--- Problem statement ---
Only the lines from the top of the material through the line containing "The filter_files is" should be restated, each one exactly.

--- Material supplied ---
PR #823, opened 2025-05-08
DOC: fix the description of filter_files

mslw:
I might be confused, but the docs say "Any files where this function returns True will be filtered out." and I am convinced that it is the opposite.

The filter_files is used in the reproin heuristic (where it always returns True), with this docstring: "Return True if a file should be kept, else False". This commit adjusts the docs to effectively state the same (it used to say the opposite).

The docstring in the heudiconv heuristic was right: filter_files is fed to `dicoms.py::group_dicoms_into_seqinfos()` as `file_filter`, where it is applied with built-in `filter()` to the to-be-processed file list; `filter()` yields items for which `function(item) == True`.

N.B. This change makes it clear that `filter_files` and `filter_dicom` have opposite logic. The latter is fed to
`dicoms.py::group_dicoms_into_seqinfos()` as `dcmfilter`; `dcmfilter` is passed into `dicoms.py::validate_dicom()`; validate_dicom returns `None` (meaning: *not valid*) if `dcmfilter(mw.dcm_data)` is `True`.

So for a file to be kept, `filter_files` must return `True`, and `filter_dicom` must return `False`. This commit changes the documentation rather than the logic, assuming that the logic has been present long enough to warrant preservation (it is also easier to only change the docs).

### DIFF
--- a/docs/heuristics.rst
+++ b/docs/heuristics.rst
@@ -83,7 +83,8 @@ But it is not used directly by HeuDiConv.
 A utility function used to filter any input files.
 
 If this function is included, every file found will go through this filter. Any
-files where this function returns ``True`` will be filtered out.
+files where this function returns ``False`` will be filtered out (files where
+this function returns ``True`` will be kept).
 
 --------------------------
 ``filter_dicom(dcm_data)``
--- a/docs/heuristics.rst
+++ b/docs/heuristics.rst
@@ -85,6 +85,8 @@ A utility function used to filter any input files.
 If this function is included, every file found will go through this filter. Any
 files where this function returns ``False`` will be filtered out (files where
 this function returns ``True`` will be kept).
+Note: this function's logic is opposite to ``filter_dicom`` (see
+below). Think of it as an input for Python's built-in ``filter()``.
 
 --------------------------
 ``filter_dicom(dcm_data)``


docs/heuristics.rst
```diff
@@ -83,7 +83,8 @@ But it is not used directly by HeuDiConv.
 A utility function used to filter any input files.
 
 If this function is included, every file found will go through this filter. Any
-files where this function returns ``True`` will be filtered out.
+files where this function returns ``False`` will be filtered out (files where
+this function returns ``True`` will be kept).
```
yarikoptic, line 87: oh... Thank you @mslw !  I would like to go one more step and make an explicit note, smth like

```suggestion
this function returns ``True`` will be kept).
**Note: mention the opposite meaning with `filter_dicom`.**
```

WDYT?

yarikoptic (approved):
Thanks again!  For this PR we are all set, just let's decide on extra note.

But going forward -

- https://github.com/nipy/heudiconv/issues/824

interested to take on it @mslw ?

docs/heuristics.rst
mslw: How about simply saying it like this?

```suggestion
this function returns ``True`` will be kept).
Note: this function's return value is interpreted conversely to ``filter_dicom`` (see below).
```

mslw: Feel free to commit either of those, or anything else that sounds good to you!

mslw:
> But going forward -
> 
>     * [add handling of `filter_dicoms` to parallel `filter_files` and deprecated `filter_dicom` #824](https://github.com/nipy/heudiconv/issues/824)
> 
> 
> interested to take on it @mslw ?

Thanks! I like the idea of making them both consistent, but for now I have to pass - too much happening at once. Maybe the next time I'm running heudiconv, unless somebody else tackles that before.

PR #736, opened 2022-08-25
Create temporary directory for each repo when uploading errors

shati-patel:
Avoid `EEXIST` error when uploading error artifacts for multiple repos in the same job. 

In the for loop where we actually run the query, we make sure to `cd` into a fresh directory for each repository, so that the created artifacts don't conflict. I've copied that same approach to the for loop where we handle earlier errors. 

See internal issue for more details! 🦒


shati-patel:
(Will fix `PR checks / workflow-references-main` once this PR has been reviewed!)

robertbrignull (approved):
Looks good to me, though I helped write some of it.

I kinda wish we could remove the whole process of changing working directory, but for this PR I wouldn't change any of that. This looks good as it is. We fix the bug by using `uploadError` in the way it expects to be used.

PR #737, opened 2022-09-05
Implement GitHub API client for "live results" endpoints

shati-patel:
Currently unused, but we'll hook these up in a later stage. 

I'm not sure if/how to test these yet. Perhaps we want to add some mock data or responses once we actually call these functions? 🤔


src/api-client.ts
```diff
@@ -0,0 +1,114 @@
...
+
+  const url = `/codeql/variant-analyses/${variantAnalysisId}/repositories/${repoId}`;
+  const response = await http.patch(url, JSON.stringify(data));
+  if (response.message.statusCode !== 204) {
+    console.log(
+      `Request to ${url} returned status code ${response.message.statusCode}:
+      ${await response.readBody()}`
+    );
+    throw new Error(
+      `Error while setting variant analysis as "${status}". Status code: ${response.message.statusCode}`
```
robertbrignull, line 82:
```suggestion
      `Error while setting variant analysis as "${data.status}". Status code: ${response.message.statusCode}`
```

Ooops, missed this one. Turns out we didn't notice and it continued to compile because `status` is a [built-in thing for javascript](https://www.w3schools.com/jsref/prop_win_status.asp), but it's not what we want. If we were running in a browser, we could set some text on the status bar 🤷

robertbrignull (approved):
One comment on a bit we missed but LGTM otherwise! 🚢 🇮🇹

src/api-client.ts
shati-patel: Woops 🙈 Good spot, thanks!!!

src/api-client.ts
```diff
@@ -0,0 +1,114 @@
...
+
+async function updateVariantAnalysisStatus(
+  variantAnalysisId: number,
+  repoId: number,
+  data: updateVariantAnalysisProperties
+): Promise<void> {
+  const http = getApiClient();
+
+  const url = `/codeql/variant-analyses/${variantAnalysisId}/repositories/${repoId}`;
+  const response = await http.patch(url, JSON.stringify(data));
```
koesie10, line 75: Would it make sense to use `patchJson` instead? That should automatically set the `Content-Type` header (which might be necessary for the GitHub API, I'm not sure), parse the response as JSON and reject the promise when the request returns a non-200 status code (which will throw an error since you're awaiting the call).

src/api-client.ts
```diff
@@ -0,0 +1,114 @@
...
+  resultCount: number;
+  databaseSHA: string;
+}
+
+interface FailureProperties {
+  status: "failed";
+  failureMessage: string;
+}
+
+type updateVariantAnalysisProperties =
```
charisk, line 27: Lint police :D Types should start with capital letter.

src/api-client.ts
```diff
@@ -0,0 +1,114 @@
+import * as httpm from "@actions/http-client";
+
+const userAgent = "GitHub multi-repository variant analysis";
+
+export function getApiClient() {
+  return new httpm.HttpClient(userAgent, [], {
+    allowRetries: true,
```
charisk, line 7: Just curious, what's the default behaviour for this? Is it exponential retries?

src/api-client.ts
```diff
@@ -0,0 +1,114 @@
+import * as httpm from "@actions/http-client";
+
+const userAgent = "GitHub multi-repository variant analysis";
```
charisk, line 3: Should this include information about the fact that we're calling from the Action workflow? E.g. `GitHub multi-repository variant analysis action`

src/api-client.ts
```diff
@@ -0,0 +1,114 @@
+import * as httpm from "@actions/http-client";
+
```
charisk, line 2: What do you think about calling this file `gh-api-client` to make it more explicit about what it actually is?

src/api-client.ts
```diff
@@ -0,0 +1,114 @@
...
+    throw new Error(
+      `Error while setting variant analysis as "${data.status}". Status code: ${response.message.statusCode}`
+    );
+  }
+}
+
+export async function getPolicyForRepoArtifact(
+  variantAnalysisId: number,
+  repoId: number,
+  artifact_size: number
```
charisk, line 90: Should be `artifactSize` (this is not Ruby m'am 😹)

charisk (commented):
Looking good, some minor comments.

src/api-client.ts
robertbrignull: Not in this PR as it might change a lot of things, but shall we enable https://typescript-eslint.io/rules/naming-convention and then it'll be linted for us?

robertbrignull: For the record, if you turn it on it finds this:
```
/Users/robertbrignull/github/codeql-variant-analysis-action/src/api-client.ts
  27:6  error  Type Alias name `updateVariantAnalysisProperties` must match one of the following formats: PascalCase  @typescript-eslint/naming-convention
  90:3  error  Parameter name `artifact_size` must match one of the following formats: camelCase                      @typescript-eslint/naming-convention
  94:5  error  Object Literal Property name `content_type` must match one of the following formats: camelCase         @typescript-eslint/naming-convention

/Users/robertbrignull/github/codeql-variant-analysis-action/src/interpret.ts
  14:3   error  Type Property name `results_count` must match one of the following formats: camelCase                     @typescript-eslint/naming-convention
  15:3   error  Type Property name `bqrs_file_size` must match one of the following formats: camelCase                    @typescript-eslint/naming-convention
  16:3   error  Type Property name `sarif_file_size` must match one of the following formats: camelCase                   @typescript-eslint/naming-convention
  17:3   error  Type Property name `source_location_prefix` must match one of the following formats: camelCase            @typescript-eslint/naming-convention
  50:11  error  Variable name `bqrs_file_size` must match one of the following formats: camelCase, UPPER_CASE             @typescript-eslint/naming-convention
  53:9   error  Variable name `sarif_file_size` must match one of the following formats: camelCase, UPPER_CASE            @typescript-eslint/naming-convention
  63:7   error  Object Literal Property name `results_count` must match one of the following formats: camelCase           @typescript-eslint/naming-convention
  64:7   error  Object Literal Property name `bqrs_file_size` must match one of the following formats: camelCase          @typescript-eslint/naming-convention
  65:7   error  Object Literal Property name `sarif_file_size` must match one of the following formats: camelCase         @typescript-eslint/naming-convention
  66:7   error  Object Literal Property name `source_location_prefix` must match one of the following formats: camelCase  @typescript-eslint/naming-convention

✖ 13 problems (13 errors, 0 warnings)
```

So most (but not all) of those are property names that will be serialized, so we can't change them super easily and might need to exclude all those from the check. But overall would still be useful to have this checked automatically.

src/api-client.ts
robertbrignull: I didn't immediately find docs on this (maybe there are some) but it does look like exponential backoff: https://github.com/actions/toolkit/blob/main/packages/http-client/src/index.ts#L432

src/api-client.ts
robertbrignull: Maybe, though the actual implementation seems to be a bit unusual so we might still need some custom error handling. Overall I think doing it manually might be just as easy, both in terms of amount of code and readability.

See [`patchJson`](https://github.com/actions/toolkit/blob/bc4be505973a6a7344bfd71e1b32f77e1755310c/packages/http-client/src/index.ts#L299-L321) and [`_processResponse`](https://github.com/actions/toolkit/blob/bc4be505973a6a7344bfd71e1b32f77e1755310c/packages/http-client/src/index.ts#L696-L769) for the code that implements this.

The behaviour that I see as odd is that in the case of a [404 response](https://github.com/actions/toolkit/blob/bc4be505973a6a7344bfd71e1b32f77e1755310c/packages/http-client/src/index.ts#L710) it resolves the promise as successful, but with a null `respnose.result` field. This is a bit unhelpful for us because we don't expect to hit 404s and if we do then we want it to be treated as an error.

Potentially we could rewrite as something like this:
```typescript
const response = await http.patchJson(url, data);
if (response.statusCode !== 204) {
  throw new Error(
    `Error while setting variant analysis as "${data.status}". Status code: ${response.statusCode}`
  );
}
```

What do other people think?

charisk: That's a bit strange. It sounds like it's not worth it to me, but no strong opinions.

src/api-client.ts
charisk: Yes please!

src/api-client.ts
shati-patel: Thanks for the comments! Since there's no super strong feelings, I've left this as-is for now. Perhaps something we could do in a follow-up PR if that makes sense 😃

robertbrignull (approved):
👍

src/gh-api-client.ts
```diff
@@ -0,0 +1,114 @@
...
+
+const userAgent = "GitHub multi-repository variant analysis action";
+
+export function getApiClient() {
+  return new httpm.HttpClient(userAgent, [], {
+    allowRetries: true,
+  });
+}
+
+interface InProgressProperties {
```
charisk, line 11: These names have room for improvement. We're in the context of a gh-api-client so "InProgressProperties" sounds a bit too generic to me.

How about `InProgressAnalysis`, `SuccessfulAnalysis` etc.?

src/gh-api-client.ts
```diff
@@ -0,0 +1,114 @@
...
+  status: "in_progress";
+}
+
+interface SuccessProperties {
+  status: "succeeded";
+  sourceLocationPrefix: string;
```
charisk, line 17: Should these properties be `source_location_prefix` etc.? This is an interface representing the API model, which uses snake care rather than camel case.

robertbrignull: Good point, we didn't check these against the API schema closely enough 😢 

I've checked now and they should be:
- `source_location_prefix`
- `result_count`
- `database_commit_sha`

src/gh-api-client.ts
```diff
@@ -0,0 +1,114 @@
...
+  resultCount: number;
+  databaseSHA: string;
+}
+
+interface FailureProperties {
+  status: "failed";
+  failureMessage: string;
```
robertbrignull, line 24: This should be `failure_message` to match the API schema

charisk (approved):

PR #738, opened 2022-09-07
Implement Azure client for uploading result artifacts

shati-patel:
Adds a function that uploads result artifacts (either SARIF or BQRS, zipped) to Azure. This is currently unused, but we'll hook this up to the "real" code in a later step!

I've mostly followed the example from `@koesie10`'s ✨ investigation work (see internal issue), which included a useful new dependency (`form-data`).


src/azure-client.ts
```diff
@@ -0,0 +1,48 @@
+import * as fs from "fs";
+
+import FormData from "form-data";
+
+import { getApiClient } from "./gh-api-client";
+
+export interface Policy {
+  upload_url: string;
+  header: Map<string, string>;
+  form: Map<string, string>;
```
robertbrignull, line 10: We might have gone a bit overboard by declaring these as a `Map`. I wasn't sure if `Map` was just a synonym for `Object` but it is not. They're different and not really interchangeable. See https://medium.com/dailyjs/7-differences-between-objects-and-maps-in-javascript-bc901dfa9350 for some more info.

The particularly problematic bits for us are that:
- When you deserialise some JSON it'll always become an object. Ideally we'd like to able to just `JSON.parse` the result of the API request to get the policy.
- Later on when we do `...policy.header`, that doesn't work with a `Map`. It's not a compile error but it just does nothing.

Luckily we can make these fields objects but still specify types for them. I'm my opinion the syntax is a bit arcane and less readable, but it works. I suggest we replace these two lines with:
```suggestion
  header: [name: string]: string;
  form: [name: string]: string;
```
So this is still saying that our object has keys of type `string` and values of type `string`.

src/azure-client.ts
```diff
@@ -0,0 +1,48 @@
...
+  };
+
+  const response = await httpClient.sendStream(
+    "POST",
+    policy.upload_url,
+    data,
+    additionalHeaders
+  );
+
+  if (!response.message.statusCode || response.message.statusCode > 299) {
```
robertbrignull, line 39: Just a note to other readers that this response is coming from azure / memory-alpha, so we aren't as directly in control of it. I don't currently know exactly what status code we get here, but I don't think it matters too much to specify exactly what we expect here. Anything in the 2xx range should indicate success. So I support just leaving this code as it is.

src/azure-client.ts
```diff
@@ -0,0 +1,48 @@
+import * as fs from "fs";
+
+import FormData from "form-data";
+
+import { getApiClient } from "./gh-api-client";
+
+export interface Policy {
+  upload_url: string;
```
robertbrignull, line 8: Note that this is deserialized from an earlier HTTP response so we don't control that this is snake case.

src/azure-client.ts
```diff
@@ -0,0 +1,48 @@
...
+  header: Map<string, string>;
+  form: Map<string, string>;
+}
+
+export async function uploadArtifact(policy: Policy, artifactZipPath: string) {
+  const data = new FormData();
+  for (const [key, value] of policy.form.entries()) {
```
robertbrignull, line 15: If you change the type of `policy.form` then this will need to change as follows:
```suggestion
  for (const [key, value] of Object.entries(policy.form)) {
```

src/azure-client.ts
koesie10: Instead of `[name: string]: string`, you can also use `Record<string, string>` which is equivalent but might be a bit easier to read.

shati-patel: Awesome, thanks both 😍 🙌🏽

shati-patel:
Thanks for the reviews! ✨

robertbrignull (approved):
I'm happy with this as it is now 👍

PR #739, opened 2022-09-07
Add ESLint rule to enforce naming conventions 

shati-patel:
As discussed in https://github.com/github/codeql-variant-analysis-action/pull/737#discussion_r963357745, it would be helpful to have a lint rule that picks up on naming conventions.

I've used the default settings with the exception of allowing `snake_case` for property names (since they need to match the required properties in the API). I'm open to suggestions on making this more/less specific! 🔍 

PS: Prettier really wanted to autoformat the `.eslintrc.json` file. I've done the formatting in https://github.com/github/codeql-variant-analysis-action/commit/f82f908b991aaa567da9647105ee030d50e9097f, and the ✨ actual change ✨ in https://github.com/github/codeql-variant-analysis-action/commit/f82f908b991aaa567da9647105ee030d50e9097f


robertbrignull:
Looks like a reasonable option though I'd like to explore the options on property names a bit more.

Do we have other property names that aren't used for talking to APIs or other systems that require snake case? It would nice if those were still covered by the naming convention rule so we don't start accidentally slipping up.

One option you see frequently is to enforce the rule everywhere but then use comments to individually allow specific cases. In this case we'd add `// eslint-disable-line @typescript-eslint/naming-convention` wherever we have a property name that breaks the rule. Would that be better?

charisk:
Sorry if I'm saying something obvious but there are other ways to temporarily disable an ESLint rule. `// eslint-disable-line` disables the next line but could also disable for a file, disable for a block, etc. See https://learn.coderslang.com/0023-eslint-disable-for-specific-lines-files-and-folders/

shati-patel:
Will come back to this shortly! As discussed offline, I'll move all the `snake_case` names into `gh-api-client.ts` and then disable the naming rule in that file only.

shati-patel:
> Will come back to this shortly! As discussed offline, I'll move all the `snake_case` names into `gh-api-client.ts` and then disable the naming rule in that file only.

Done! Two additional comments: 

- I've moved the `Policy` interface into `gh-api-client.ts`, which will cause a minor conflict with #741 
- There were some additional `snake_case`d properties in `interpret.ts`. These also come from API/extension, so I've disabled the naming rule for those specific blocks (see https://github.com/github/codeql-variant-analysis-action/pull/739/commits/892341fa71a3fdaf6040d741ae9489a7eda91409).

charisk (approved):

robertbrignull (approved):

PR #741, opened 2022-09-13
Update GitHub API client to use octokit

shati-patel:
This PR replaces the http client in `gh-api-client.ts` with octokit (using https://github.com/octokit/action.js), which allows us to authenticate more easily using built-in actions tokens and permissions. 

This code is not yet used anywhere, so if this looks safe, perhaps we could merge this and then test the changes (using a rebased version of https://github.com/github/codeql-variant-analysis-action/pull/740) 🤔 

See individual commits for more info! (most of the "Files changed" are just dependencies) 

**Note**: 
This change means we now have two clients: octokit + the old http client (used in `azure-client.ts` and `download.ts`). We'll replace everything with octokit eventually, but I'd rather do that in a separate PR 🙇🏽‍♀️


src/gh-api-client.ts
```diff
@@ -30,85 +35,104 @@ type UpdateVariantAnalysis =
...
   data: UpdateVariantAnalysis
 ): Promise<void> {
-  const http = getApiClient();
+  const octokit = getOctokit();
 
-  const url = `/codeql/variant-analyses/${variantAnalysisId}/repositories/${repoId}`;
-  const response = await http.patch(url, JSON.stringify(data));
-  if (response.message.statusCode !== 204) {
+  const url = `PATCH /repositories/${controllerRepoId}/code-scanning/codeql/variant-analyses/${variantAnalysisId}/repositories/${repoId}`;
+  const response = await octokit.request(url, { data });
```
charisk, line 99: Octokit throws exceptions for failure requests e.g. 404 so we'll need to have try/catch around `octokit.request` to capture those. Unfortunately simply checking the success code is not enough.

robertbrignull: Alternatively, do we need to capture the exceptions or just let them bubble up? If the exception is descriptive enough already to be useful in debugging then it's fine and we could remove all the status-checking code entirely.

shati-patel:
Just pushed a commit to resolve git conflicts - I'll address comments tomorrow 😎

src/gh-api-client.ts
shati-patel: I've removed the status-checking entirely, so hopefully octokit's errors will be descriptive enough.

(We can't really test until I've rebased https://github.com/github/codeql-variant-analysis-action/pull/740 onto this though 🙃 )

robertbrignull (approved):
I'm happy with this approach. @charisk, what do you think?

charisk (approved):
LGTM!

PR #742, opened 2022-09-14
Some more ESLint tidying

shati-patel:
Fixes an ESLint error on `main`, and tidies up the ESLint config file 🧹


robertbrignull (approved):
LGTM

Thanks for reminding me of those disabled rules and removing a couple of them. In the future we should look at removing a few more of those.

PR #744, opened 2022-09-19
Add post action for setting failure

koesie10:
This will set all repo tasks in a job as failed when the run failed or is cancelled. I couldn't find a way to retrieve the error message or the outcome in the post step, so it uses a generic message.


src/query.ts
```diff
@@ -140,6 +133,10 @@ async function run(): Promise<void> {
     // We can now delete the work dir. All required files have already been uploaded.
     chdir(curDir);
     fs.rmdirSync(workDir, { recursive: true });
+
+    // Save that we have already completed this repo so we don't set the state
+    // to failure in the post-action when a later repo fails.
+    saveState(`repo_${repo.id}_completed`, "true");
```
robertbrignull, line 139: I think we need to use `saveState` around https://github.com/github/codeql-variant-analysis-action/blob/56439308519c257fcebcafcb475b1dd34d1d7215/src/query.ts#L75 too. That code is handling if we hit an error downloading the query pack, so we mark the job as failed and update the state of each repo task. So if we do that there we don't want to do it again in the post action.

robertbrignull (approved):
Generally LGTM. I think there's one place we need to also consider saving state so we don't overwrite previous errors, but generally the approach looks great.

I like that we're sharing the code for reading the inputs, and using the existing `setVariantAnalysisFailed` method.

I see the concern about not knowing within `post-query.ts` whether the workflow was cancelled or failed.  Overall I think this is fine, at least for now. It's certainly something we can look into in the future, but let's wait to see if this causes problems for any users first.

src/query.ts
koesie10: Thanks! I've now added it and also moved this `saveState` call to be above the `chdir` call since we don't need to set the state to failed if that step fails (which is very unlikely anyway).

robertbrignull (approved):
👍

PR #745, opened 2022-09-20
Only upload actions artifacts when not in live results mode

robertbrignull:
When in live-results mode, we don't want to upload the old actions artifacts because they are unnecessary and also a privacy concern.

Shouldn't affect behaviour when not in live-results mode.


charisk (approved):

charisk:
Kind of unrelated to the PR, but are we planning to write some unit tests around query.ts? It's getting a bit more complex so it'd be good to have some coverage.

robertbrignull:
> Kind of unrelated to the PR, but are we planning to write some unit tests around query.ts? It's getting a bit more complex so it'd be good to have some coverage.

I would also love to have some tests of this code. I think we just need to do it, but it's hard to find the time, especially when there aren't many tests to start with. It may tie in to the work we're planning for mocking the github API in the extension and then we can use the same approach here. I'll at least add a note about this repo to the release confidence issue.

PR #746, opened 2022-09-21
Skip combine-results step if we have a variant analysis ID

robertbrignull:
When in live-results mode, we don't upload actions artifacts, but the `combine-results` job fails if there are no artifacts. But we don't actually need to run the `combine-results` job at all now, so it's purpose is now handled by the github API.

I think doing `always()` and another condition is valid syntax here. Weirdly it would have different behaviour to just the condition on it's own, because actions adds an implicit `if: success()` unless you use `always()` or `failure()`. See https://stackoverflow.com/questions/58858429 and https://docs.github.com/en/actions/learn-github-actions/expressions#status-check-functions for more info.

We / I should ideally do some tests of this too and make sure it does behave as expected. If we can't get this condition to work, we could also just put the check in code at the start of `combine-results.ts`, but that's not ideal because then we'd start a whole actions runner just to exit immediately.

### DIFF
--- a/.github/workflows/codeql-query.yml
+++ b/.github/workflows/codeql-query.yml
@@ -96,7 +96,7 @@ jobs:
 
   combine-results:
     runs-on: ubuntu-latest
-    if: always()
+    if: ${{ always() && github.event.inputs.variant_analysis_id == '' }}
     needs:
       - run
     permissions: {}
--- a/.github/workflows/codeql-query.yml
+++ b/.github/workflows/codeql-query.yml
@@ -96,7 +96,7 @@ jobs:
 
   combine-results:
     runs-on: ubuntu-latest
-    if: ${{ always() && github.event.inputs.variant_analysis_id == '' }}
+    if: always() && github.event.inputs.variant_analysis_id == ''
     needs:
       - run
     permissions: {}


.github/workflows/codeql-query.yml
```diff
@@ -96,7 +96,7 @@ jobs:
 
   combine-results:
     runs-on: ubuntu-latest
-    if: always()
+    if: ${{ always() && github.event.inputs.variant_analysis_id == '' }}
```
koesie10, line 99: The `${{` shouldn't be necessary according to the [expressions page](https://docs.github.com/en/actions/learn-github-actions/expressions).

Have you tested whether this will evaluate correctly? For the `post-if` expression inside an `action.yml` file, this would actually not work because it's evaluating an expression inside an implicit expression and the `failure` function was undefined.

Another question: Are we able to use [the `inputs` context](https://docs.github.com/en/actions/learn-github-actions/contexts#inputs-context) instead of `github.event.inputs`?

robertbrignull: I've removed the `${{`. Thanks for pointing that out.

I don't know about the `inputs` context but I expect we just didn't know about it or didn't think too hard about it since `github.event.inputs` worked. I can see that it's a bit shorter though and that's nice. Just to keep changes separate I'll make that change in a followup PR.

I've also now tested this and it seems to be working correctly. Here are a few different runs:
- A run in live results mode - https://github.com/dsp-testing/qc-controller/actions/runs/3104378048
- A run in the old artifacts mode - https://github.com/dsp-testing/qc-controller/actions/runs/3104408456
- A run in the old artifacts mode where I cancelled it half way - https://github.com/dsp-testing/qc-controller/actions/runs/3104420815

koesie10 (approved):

--- Result for this exercise ---
PR #823, opened 2025-05-08
DOC: fix the description of filter_files

mslw:
I might be confused, but the docs say "Any files where this function returns True will be filtered out." and I am convinced that it is the opposite.

The filter_files is used in the reproin heuristic (where it always returns True), with this docstring: "Return True if a file should be kept, else False". This commit adjusts the docs to effectively state the same (it used to say the opposite).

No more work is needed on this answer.